Kuchatek - mylisz sie troche, bo wszyscy nie zauwazacie najwazniejszego aspektu uzycia Pocket WizzardA chodzi o ilosc aparatów, którymi steruje fotograf. To urzadzeni epzowala w tym samym momencie wystrzelic np.: trzy aparaty nalezące do tego samego fotografa. Jeden w łapach, drugi za koszem na wysiegniku, a trzeci pod sufitem. Dodatkowo w tym samym momencie wywalane sa lampy blyskowe zamontowane pod areną, które oswietlaja całe boisko (najczesciej 4 sztuki, po dwie na kosz). To sa potezne flashe, ktore pozwalaja zamrozic ruch i fanstatycznie doswietlic lecących zawodników. Wiecej i szczerzej mozna poczytac na stronie AlBello oraz Black'a http://www.daveblackphotography.com/ .
No i ja mysle, ze dla takich wyczynowców mozliwosc strerowania tym wszystkim z lapa jest fajnym pomyslem. Oni mają w glowie ustalone jak "widzi" parkiet kazdy aparat i jak akcja sie tam przenosi to wala serie i po temacie.

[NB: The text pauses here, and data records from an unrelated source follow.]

PR #159, opened 2022-04-08
virtio-queue: build: Relax vm-memory dependency

rbradford:
This allows the use of newer versions of vm-memory and matches with
other crates (e.g. vhost, linux-loader, etc) who also have such a
relaxed vm-memory dependency.

Signed-off-by: Rob Bradford <robert.bradford@intel.com>


crates/virtio-queue/Cargo.toml
```diff
@@ -13,13 +13,13 @@ edition = "2018"
 test-utils = []
 
 [dependencies]
-vm-memory = "0.7.0"
+vm-memory = ">=0.7.0"
```
lauralt, line 16: Should we also update to >=0.8.0 if it's the newest release at this point?

lauralt (dismissed):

A ze slyszalem, ze jakies tam najblizsze jedynki maja miec podglad dynamiczny w LCD to juz w ogole bajka ise robi
Coz... troche tak chrzanisz. Bo to po pierwsze dobrej jakosci plastyk, a po drugie co ma piernik do wiatraka.? Denerwuje mnie prózne gadanie. A cena jest jaka jest i rzecz warta swej ceny w 100%.